### Exercise details
Copy the lines below exactly, starting at the line that contains "Maybe an alternative" and stopping after the last line, and include no other lines.

*** Given records ***

PR #15592, opened 2023-09-16
HLAPI Expand endpoint docs

cconard96:
| Q             | A
| ------------- | ---
| Bug fix?      | no
| New feature?  | yes
| BC breaks?    | no
| Deprecations? | no
| Tests pass?   | yes
| Fixed tickets | -

Changes should affect Swagger UI documentation only.

- Added valid parameters for search endpoints (RSQL query, start, and limit)
- When a component schema has no description but has an itemtype associated, the fallback description is the itemtype's name
- GLPI-Entity, GLPI-Entity-Recursive and GLPI-Profile headers available in Swagger UI as parameters
- Added missing parameters and responses to route docs
- Added Accept-Langauge header parameter for every endpoint along with some examples for quick testing and to show the user the required format. Examples can be selected to pre-fill the value, but can also be entered manually.
- Added placeholder support for cases where generic endpoints are expanded in the documentation. For example, `/Assistance/{itemtype}` expands to endpoints specific for Ticket, Change and Problem as `itemtype` is specified that it can only ever be Ticket, Change or Problem. Placeholders can now be used in the schema property for the parameters and responses for the documentation on the `/Assistance/{itemtype}` endpoint. A schema of `{itemtype}` is resolved to the expanded value. `{itemtype}[]` is similarly resolved, but as an array type.

### DIFF
--- a/src/Api/HL/Controller/AbstractController.php
+++ b/src/Api/HL/Controller/AbstractController.php
@@ -81,6 +81,29 @@ abstract class AbstractController
         ]
     ];
 
+    protected const PARAMETER_START = [
+        'name' => 'start',
+        'description' => 'The first item to return',
+        'location' => 'query',
+        'schema' => [
+            'type' => Doc\Schema::TYPE_INTEGER,
+            'format' => Doc\Schema::FORMAT_INTEGER_INT64,
+            'minimum' => 0,
+            'default' => 0,
+        ]
+    ];
+
+    protected const PARAMETER_LIMIT = [
+        'name' => 'limit',
+        'description' => 'The maximum number of items to return',
+        'location' => 'query',
+        'schema' => [
+            'type' => Doc\Schema::TYPE_INTEGER,
+            'format' => Doc\Schema::FORMAT_INTEGER_INT64,
+            'minimum' => 0,
+        ]
+    ];
+
     /**
      * @return array<string, Doc\Schema>
      */
--- a/src/Api/HL/Controller/AbstractController.php
+++ b/src/Api/HL/Controller/AbstractController.php
@@ -72,6 +72,15 @@ abstract class AbstractController
     public const CRUD_ACTION_RESTORE = 'restore';
     public const CRUD_ACTION_LIST = 'list';
 
+    protected const PARAMETER_RSQL_FILTER = [
+        'name' => 'filter',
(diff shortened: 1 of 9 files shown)


orthagh:
I can't understand the last point, do you mind explain a bit ?

cconard96:
> I can't understand the last point, do you mind explain a bit ?

For example, there is a route defined in the ITILController for searching tickets, changes and problems.
```php
#[Route(path: '/{itemtype}/', methods: ['POST'])]
#[Doc\Route(
        description: 'List or search Tickets, Changes or Problems'
        description: 'List or search Tickets, Changes or Problems',
        parameters: [self::PARAMETER_RSQL_FILTER, self::PARAMETER_START, self::PARAMETER_LIMIT],
        responses: [
            ['schema' => '{itemtype}[]']
        ]
    )]
```
It has a placeholder in the path for the specific itemtype. On the controller itself, this placeholder has a pattern defined as a static set of values 'Ticket|Change|Problem'.

When the OpenAPI schema is generated, instead of the route being added as-is, it sees that the placeholder in the path has specific values it can be so it goes through those values and adds a route for each possibility.

That was done previously. The change, is that when it expands the routes into the separate ones, it can look at the parameters and responses defined in the documentation attribute and apply a similar replacement for the schema properties.

In the example above, the response is defined as `{itemtype}[]` which means that the endpoint will return an array of whatever the current itemtype is. When the documentation is generated and it goes through the possible values of `itemtype` in the path, it does the same here. `{itemtype}[]` becomes `Ticket[]` for example which then is resolved to the final representation needed for OpenAPI:

```php
[
    'type' => 'array',
    'items' => [
        '$ref' => '#/components/schemas/Ticket'
    ]
]
```

An example of the placeholder as a parameter can be seen for the route to create tickets, changes and problems:
```php
#[Doc\Route(
        description: 'Create a new Ticket, Change or Problem',
        parameters: [
            [
                'name' => '_',
                'location' => Doc\Parameter::LOCATION_BODY,
                'schema' => '{itemtype}',
            ]
        ]
    )]
```

In that case, it isn't an array so it gets resolved simply as:
```php
[
    '$ref' => '#/components/schemas/Ticket'
]
```

orthagh (approved):

cedric-anne (approved):

PR #15611, opened 2023-09-20
Fix relative path for themes stored outside of GLPI_ROOT + cache on last update

AdrienClairembault:
`str_replace(GLPI_ROOT, '', $path);` won't work if `GLPI_THEMES` is outside `GLPI_ROOT`.

| Q             | A
| ------------- | ---
| Bug fix?      | yes
| New feature?  | no
| BC breaks?    | no
| Deprecations? | no
| Tests pass?   | yes
| Fixed tickets | !28015

### DIFF
--- a/composer.json
+++ b/composer.json
@@ -69,6 +69,7 @@
         "symfony/console": "^6.3",
         "symfony/css-selector": "^6.3",
         "symfony/dom-crawler": "^6.3",
+        "symfony/filesystem": "^6.3",
         "symfony/html-sanitizer": "^6.3",
         "symfony/mailer": "^6.3",
         "symfony/mime": "^6.3",
--- a/composer.lock
+++ b/composer.lock
@@ -4,7 +4,7 @@
         "Read more about it at https://getcomposer.org/doc/01-basic-usage.md#installing-dependencies",
         "This file is @generated automatically"
     ],
-    "content-hash": "8eed5bf22715616da1009259f556ff64",
+    "content-hash": "7b6f83fbddf268da10657e07bf04956d",
     "packages": [
         {
             "name": "apereo/phpcas",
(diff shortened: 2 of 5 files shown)


trasher:
Why not just replace `GLPI_ROOT` with `GLPI_THEMES`?

AdrienClairembault:
> Why not just replace `GLPI_ROOT` with `GLPI_THEMES`?

The path will be exposed on the client side with an http request to `css.php`, thus we need to avoid disclosing any absolute path that would expose the server directory tree.

trasher:
I do not understand. This is a str_replace, no absolute path will be exposed; GLPI_ROOT was not.

AdrienClairembault:
Note: changes to `front/css.php` could probably be done to remove the need for a relative URL by adding an extra `&theme=true` param which will set the base dir to `GLPI_THEMES`

Not sure why it wasn't done that way originally, maybe some constraint I'm not aware of ?

AdrienClairembault:
> I do not understand. This is a str_replace, no absolute path will be exposed; GLPI_ROOT was not.

`GLPI_ROOT` was not exposed because it was replaced by an empty string, leaving only the relative path to the theme directory (`/files/_themes/my_theme.css`).
However, this only work if `GLPI_THEMES` is a subfolder of `GLPI_ROOT` (= `GLPI_THEMES` contains `GLPI_ROOT`).

If you replace `GLPI_THEMES` completely you end up with `/my_theme.css`, which `front/css.php` wont load because it doesn't know you are requesting a theme (it could be a css file from a plugin; you need an exact path to the file).

Thus my alternate proposal of adding an additional query parameter to `front/css.php` to indicate we want to load a theme.
Then we can only send the theme name and `front/css.php` will know to look for it in `GLPI_THEMES` + the core theme folder, without the need for a full qualified path.

AdrienClairembault:
After trying for a while the alternate solution seems possible but difficult to integrate properly without rewriting a lot of code, I think this one this better for now.

AdrienClairembault:
Second commit handle some cache issue when custom themes are modified.

Our usual URL key based on GLPI version is not enough here since the theme files may be modified in between versions by the system administrator or some plugins.

trasher (approved):

cedric-anne (approved):

PR #15631, opened 2023-09-26
Fix category predefined field in ITIL templates

trasher:
| Q             | A
| ------------- | ---
| Bug fix?      | yes
| New feature?  | no
| BC breaks?    | no
| Deprecations? | no
| Tests pass?   | yes
| Fixed tickets | #15363

### DIFF
--- a/src/CommonITILObject.php
+++ b/src/CommonITILObject.php
@@ -7646,7 +7646,7 @@ abstract class CommonITILObject extends CommonDBTM
 
        // Check if profile / entity set type and category and try to load template for these values
         if ($template_loaded) { // template loaded for profile or entity
-            $newtype              = $type;
+            $newtype              = null;
             $newitilcategories_id = $itilcategories_id;
            // Get predefined values for ticket template
             if (isset($tt->predefined['itilcategories_id']) && $tt->predefined['itilcategories_id']) {


trasher:
All the logic of applying predefined fields is UI side; I've not been able to add a test on that. 
It's working on my instance.

cedric-anne (commented):
I do not really understand the method itself, it is a pain to understand (`$type` may be an integer `INCIDENT_TYPE/DEMAND_TYPE`, `null`, or `true`), but the previous affectation seems OK to me.
As far as I understand, we just want to check if the template loaded previously assigns a new type/category, and, in this case, try to see if there is a better template to use. You change just seems to disable this behaviour (unless the template itself defines a type), and I do not know if it is correct.
Maybe an alternative solution could be:
```diff
diff --git a/src/CommonITILObject.php b/src/CommonITILObject.php
index 579b388b75..8885e1dc27 100644
--- a/src/CommonITILObject.php
+++ b/src/CommonITILObject.php
@@ -7656,8 +7656,8 @@ abstract class CommonITILObject extends CommonDBTM
                 $newtype = $tt->predefined['type'];
             }
             if (
-                $newtype
-                && $newitilcategories_id
+                $newtype != $type
+                && $newitilcategories_id != $itilcategories_id
             ) {
                 $categ = new ITILCategory();
                 if ($categ->getFromDB($newitilcategories_id)) {
```

trasher:
Alternative solution may indeed be correct; but I do not really understand the whole code :/

trasher:
@orthagh an opinion?

trasher:
> @orthagh an opinion?

ping?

***

### Solution to the problem
Maybe an alternative solution could be:
```diff
diff --git a/src/CommonITILObject.php b/src/CommonITILObject.php
index 579b388b75..8885e1dc27 100644
--- a/src/CommonITILObject.php
+++ b/src/CommonITILObject.php
@@ -7656,8 +7656,8 @@ abstract class CommonITILObject extends CommonDBTM
                 $newtype = $tt->predefined['type'];
             }
             if (
-                $newtype
-                && $newitilcategories_id
+                $newtype != $type
+                && $newitilcategories_id != $itilcategories_id
             ) {
                 $categ = new ITILCategory();
                 if ($categ->getFromDB($newitilcategories_id)) {
```

trasher:
Alternative solution may indeed be correct; but I do not really understand the whole code :/

trasher:
@orthagh an opinion?

trasher:
> @orthagh an opinion?

ping?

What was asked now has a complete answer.